I just started folding 2 weeks ago, for decent points a week ago, but at current production I'm projected to overtake zodac in 5 months, 3 weeks, and 6 days.


----------



## Bastiaan_NL

Quote:



Originally Posted by *Caleal*


I just started folding 2 weeks ago, for decent points a week ago, but at current production I'm projected to overtake zodac in 5 months, 3 weeks, and 6 days.










Thats the only thing that matters, once you've passed zodac there is no point in folding


----------



## HobieCat

Quote:



Originally Posted by *Bastiaan_NL*


Thats the only thing that matters, once you've passed zodac there is no point in folding










It seems that passing zodac is the goal for most people. I can't even count the number of "I passed zodac" threads.


----------



## Bastiaan_NL

Quote:



Originally Posted by *HobieCat*


It seems that passing zodac is the goal for most people. I can't even count the number of "I passed zodac" threads.

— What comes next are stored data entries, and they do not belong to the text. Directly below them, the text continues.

PR #4903, opened 2026-09-04
feat(30305):Repository layer for default view preferences

adarshdubey-star:
## Jira
[RHINENG-30305](https://issues.redhat.com/browse/RHINENG-xxxx)

## What
Add three functions in lib/views_repository.py:

get_default_view_id(org_id, user_id)  returns the user's pinned default view UUID. If no preference exists, or the pinned view is no longer visible, falls back to the "All systems" system view UUID. System default is cached in a module-level variable after first lookup.

set_default_view(org_id, user_id, view_id) validates the view exists and is visible to the user, then upserts into user_view_preferences. Returns the view object. Raises 404 if not visible.

delete_default_view(org_id, user_id) deletes the preference row. Idempotent (no error if row doesn't exist).

## Why
For the API endpoints work.

## Testing
Added test scenarios.

## PR Guidelines

## PR Guideline checks

[RHINENG-30305]: https://redhat.atlassian.net/browse/RHINENG-30305?atlOrigin=eyJpIjoiNWRkNTljNzYxNjVmNDY3MDlhMDU5Y2ZhYzA5YTRkZjUiLCJwIjoiZ2l0aHViLWNvbS1KU1cifQ

## Summary by Sourcery

Implement repository support for managing user default view preferences.

New Features:
- Add repository operations for retrieving, pinning, and removing users’ default inventory views.
- Fall back to the seeded “All systems” view when no valid visible preference exists.

Enhancements:
- Cache the system default view lookup and enforce visibility when setting a default view.

Tests:
- Add coverage for default-view fallback, caching, visibility validation, upsert behavior, and idempotent deletion.


lib/views_repository.py
```diff
@@ -154,3 +187,61 @@ def clone_view(view_id: str, org_id: str, user_id: str) -> InventoryView:
...
+
+    visible = InventoryView.query.filter(
+        InventoryView.id == pref.default_view_id,
+        _visibility_filter(org_id, user_id),
+    ).one_or_none()
+
+    if visible is None:
+        return _get_system_default_view_id()
+
+    return str(pref.default_view_id)
```
rodrigonull: Here we don't need a redundant 2-query round trip and full ORM hydration. We can simplify it to:

```suggestion
def get_default_view_id(org_id: str, user_id: str) -> str:
    """Return the user's pinned default view ID, or fall back to 'All systems'.

    If a preference exists but the pinned view is no longer visible to the user,
    falls back to the system default.
    """
    view_id = (
        db.session.query(UserViewPreference.default_view_id)
        .join(
            InventoryView,
            InventoryView.id == UserViewPreference.default_view_id,
        )
        .filter(
            UserViewPreference.org_id == org_id,
            UserViewPreference.user_id == user_id,
            _visibility_filter(org_id, user_id),
        )
        .scalar()
    )
    if view_id is not None:
        return str(view_id)

    return _get_system_default_view_id()
```

lib/views_repository.py
```diff
@@ -21,9 +24,39 @@
...
+            InventoryView.name == ALL_SYSTEMS_VIEW_NAME,
+        ).one_or_none()
+        if view is None:
+            raise InventoryException(
+                status=500,
+                title="Internal Server Error",
+                detail=f"System default view '{ALL_SYSTEMS_VIEW_NAME}' not found.",
+            )
+        _SYSTEM_DEFAULT_VIEW_ID = str(view.id)
+    return _SYSTEM_DEFAULT_VIEW_ID
```
rodrigonull: Let's use python built-in cache instead of a global var:

```suggestion
@cache
def _get_system_default_view_id() -> str:
    """Return the UUID of the seeded 'All systems' system view (cached after first lookup)."""
    view_id = (
        db.session.query(InventoryView.id)
        .filter(
            InventoryView.org_id.is_(None),
            InventoryView.name == ALL_SYSTEMS_VIEW_NAME,
        )
        .scalar()
    )
    if view_id is None:
        raise InventoryException(
            status=500,
            title="Internal Server Error",
            detail=f"System default view '{ALL_SYSTEMS_VIEW_NAME}' not found.",
        )
    return str(view_id)
```

lib/views_repository.py
```diff
@@ -154,3 +187,61 @@ def clone_view(view_id: str, org_id: str, user_id: str) -> InventoryView:
...
+def delete_default_view(org_id: str, user_id: str) -> None:
+    """Unpin the user's default view. Idempotent if no preference exists."""
+    pref = UserViewPreference.query.filter_by(org_id=org_id, user_id=user_id).one_or_none()
+    if pref is None:
+        return
+
+    with session_guard(db.session):
+        db.session.delete(pref)
+
+    logger.info("Deleted default view preference for org %s user %s", org_id, user_id)
```
rodrigonull: Let's avoid unnecessary SELECT before DELETE here:
```suggestion
def delete_default_view(org_id: str, user_id: str) -> None:
    """Unpin the user's default view. Idempotent if no preference exists."""
    with session_guard(db.session):
        deleted = UserViewPreference.query.filter_by(org_id=org_id, user_id=user_id).delete()

    if deleted:
        logger.info("Deleted default view preference for org %s user %s", org_id, user_id)
```

lib/views_repository.py
```diff
@@ -154,3 +187,61 @@ def clone_view(view_id: str, org_id: str, user_id: str) -> InventoryView:
...
+        org_id=org_id,
+        user_id=user_id,
+        default_view_id=view.id,
+        updated_on=_time_now(),
+    )
+    stmt = stmt.on_conflict_do_update(
+        index_elements=["org_id", "user_id"],
+        set_={
+            "default_view_id": stmt.excluded.default_view_id,
+            "updated_on": _time_now(),
```
rodrigonull: Calling `_time_now()` twice generates slightly different timestamps for insert vs update definitions within the same statement. In PostgreSQL ON CONFLICT DO UPDATE, referencing `stmt.excluded.updated_on` is both more idiomatic and guarantees timestamp consistency.

```suggestion
            "updated_on": stmt.excluded.updated_on,
```

lib/views_repository.py
```diff
@@ -21,9 +24,39 @@
...
     "clone_view",
+    "get_default_view_id",
+    "set_default_view",
+    "delete_default_view",
 )
 
 CLONE_NAME_PREFIX = "Copy of "
+ALL_SYSTEMS_VIEW_NAME = "All systems"
+
+_SYSTEM_DEFAULT_VIEW_ID: str | None = None
```
rodrigonull: This can be removed if we use `@functools.cache`

rodrigonull (changes requested):

tests/test_views_repository.py
```diff
@@ -421,3 +426,133 @@ def test_cascade_deletes_preference_when_view_deleted(self, db_create_view, db_c
...
         pref = UserViewPreference.query.filter_by(org_id=ORG_ID, user_id=USER_ID).one_or_none()
         assert pref is None
+
+
+class TestGetDefaultViewId:
+    @pytest.fixture(autouse=True)
+    def _clear_cache(self):
+        _clear_system_default_view_cache()
+        yield
+        _clear_system_default_view_cache()
```
rodrigonull: I would move this fixture to be a module level fixture, so it would be used for all tests in this file and we would avoid duplicates.

tests/test_views_repository.py
```diff
@@ -421,3 +426,133 @@ def test_cascade_deletes_preference_when_view_deleted(self, db_create_view, db_c
 
         pref = UserViewPreference.query.filter_by(org_id=ORG_ID, user_id=USER_ID).one_or_none()
         assert pref is None
+
+
+class TestGetDefaultViewId:
+    @pytest.fixture(autouse=True)
+    def _clear_cache(self):
+        _clear_system_default_view_cache()
```
rodrigonull:
```suggestion
        _get_system_default_view_id.cache_clear()
```

tests/test_views_repository.py
rodrigonull:
```suggestion
       _get_system_default_view_id.cache_clear()
```

lib/views_repository.py
```diff
@@ -21,9 +25,38 @@
...
+    "delete_default_view",
 )
 
 CLONE_NAME_PREFIX = "Copy of "
+ALL_SYSTEMS_VIEW_NAME = "All systems"
+
+
+def _clear_system_default_view_cache() -> None:
+    """Reset the cached All systems view ID. Intended for tests."""
+    _get_system_default_view_id.cache_clear()
```
rodrigonull: This is just a wrapper function used in the tests. It should be removed.

rodrigonull (changes requested):

kruai (commented):
How will `get_default_view_id` be used? Are we going to use that to get the ID, and then immediately fetch the InventoryView by ID? Just making sure we actually need the ID here rather than the view itself, so we don't end up double-querying when we don't need to.

adarshdubey-star:
> How will `get_default_view_id` be used? Are we going to use that to get the ID, and then immediately fetch the InventoryView by ID? Just making sure we actually need the ID here rather than the view itself, so we don't end up double-querying when we don't need to.

@kruai The plan is to return only the default view ID (embedded in GET /views), not the full view object. The frontend already has the view list from that response and just needs which ID is pinned, so we don’t fetch the InventoryView again no double-query.

This PR is the repository helpers only. Wiring the ID into GET /views and the pin/unpin endpoints will come in a follow-up.

lib/views_repository.py
```diff
@@ -21,9 +25,33 @@
...
+            InventoryView.name == ALL_SYSTEMS_VIEW_NAME,
+        )
+        .scalar()
+    )
+    if view_id is None:
+        raise InventoryException(
+            status=500,
+            title="Internal Server Error",
+            detail=f"System default view '{ALL_SYSTEMS_VIEW_NAME}' not found.",
+        )
```
kruai, line 56: If we're going to return HTTP 500 here, can we add a failure metric that increments when this happens? This situation occurring implies something is broken that needs to be fixed ASAP.

kruai:
> > How will `get_default_view_id` be used? Are we going to use that to get the ID, and then immediately fetch the InventoryView by ID? Just making sure we actually need the ID here rather than the view itself, so we don't end up double-querying when we don't need to.
> 
> @kruai The plan is to return only the default view ID (embedded in GET /views), not the full view object. The frontend already has the view list from that response and just needs which ID is pinned, so we don’t fetch the InventoryView again no double-query.
> 
> This PR is the repository helpers only. Wiring the ID into GET /views and the pin/unpin endpoints will come in a follow-up.

OK, thanks. Just wanted to make sure the front-end wasn't querying the ID here, only to then fetch the view using that ID (since we could just do that in one trip rather than two).

kruai (changes requested):
Looks good, I just want to make sure we have a failure metric for the HTTP 500 condition for alerting purposes.

lib/views_repository.py
adarshdubey-star: Sure , I'll add this

kruai (approved):
LGTM, thank you!

rodrigonull (approved):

Yep, I have no idea why but for some reason it was important for me too








Stats wise I dont have a goal anymore now, I did everything I wanted. 
First was the postbit, second was top 1000, next was the top 500, (somewhere over here was passing zodac) after that the top 100, and now the top 50. The only thing left now is getting more hardware to help the team


----------



## zodac

No idea why people care; I get crappy PPD. Go chase Mark; then you'll have earnt something.


----------



## LiLChris

Quote:



Originally Posted by *zodac*


No idea why people care; I get crappy PPD. Go chase Mark; then you'll have earnt something.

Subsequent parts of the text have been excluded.